### What to work on
Give every entry again precisely as it appears.

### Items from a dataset
■ ■ ■
PR #3024, opened 2026-03-27
fix(types): use in_memory for prompt cache retention

raashish1601:
Fixes #2883.

## Summary
- switch every generated `prompt_cache_retention` literal from `"in-memory"` to `"in_memory"` across chat completions, responses, and response event types
- update the generated API resource tests so the typed request examples now use the value the API actually accepts
- add a focused regression that resolves type hints for the request params, response models, response event models, and public resource methods to lock in the underscore form

## Testing
- `.venv\\Scripts\\python -m pytest tests/test_prompt_cache_retention.py tests/api_resources/test_responses.py::test_parse_method_in_sync -q -n 0`
- `.venv\\Scripts\\python -m ruff check tests/test_prompt_cache_retention.py src/openai/resources/chat/completions/completions.py src/openai/resources/responses/responses.py src/openai/types/chat/completion_create_params.py src/openai/types/responses/response.py src/openai/types/responses/response_create_params.py src/openai/types/responses/responses_client_event.py src/openai/types/responses/responses_client_event_param.py tests/api_resources/chat/test_completions.py tests/api_resources/test_responses.py`

## Notes
- The broader generated API resource suites still expect the project mock server on `127.0.0.1:4010`, and some async variants also require the optional `aiohttp` extra, so this local validation stayed on the touched no-network regression plus the existing signature-sync check.


jbeckwith-oai:
Hi @raashish1601 — thank you for taking the time to put this together and for calling attention to the `prompt_cache_retention` enum spelling. I double-checked the current `main` branch, and the underlying change is already available in https://github.com/openai/openai-python/commit/f9d2d135: the generated Chat Completions and Responses API surfaces already use `in_memory`.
■ ■ ■
### Output for this task
PR #3024, opened 2026-03-27
fix(types): use in_memory for prompt cache retention

raashish1601:
Fixes #2883.

## Summary
- switch every generated `prompt_cache_retention` literal from `"in-memory"` to `"in_memory"` across chat completions, responses, and response event types
- update the generated API resource tests so the typed request examples now use the value the API actually accepts
- add a focused regression that resolves type hints for the request params, response models, response event models, and public resource methods to lock in the underscore form

## Testing
- `.venv\\Scripts\\python -m pytest tests/test_prompt_cache_retention.py tests/api_resources/test_responses.py::test_parse_method_in_sync -q -n 0`
- `.venv\\Scripts\\python -m ruff check tests/test_prompt_cache_retention.py src/openai/resources/chat/completions/completions.py src/openai/resources/responses/responses.py src/openai/types/chat/completion_create_params.py src/openai/types/responses/response.py src/openai/types/responses/response_create_params.py src/openai/types/responses/responses_client_event.py src/openai/types/responses/responses_client_event_param.py tests/api_resources/chat/test_completions.py tests/api_resources/test_responses.py`

## Notes
- The broader generated API resource suites still expect the project mock server on `127.0.0.1:4010`, and some async variants also require the optional `aiohttp` extra, so this local validation stayed on the touched no-network regression plus the existing signature-sync check.


jbeckwith-oai:
Hi @raashish1601 — thank you for taking the time to put this together and for calling attention to the `prompt_cache_retention` enum spelling. I double-checked the current `main` branch, and the underlying change is already available in https://github.com/openai/openai-python/commit/f9d2d135: the generated Chat Completions and Responses API surfaces already use `in_memory`.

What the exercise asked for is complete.